I am abjectly terrible at fighting games. This didn't stop me from seeking out arcades in Japan to hamfistedly fondle the seductive BlazBlue machines, or importing the US version when it was released, or venturing online to be emasculated in short order. I may appreciate their focus and purity but a lack of innate talent and free time means I'll never be as good as I desire. Talent is not in question, but is my ineptitude really an issue of time?
Even when I'm waist deep in Noel's story and practically giddy from her soundset when facing Litchi, a mental flag pops up. There's new anime to be watched! New games to be played! Things to do. Sometimes very good games can override this, dragging me under for weeks at a time, however all it takes one slow section to send me gasping back to the shoreline. This sounded like a good enough reason: essentially a free time defence mechanism; and it certainly fit with my habits, but it doesn't explain why the balance between video games and anime I used to maintain had been broken, marginalising former in favour of the latter.

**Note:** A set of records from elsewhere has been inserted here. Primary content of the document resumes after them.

PR #8577, opened 2022-05-09
Removed unneeded imports from tools.go and cleaned up go.mod

reggieriser:
## Summary

I was trying to run a tool to make our import order consistent (which I may try to do in a later PR) but I noticed a couple of things in doing so which I'm addressing here:
- Our `tools.go` has some imports labeled "test packages" for things that don't look like tools to me.  Am I missing something?  I removed them and everything built fine.
- The `go.mod` file had been fixed a while back (I thought) to have just two `require` sections -- one for direct dependencies and one for indirect ones.  But we had regressed back to the three sections we had before with mixed indirect/direct dependencies.  I combined all `require` sections together and ran `go mod tidy` and got the two sections back.

### Additional steps

Does everything still seem to build OK?  Am I missing something about these files?

### DIFF
--- a/go.mod
+++ b/go.mod
@@ -24,8 +24,6 @@ require (
 	github.com/go-openapi/strfmt v0.21.2
 	github.com/go-openapi/swag v0.21.1
 	github.com/go-openapi/validate v0.21.0
-	github.com/go-playground/locales v0.14.0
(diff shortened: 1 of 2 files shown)


ahobson (approved):
🚀 Thank you!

Reading up on the mentality which accompany intense fandom - otaku - postulates that many of their actions, from fanfiction to dojinshi to cosplay all stem from a desire to "own" part of an existing work. It makes the fan part of a collective culture surrounding the original, essentially an active expression for a passive medium, a modicum of control for an uncontrollable entity. This creativity and interactivity are important for a pastime because they satisfy desires that passive absorption doesn't.
Surely then video games, demanding of skill and inherently engaging, satisfy that requirement? But this leaves the question of passivity. Sure there are cutscenes, video sites like Gametrailers and a growing body of literature surrounding them but that feels like it's doing things backwards. To me anime doesn't have that problem, it may be passive communally or in solitude but the meaty interactivity comes afterwards with blogs and image boards and conventions and tweets and all other manner of holding one's interest long past the closing credits.
Some video games, for better or worse, find a balance between the active and passive - look at the popularity of Final Fantasy; others transcend it by letting the idea, the uninteractive part, become stronger than the canonical interaction with it. Certainly there is a catharsis to be had from video games that anime can't touch, comparing the fundamentals of them results in a fruit cocktail, but the interplay between the two juxtaposed elements is the same, anime just happens to have the more enticing composition.
So Noel's story sits incomplete at 98%, waiting for a time when I've run out of series to review and ideas to explore before experiencing her true ending. Although, Continuum Shift is coming out soon...
@lhw: I greatly respect any and all competitive fighting game players - their skills are rooted in the sacrifice of other genres and pastimes to hone and prepare themselves. I think it's a case of I like the idea of that sort of commitment, but I'm not willing to undertake it myself at the expense of other things. At one point I think I was waiting for the "right" game for me to start down that path, but now I'm sure it doesn't exists.
Definitely looking forward to Continuum Shift, it's on my pre-order list and hype is certainly in the air. Sure to be followed by lamentation but cest la vie.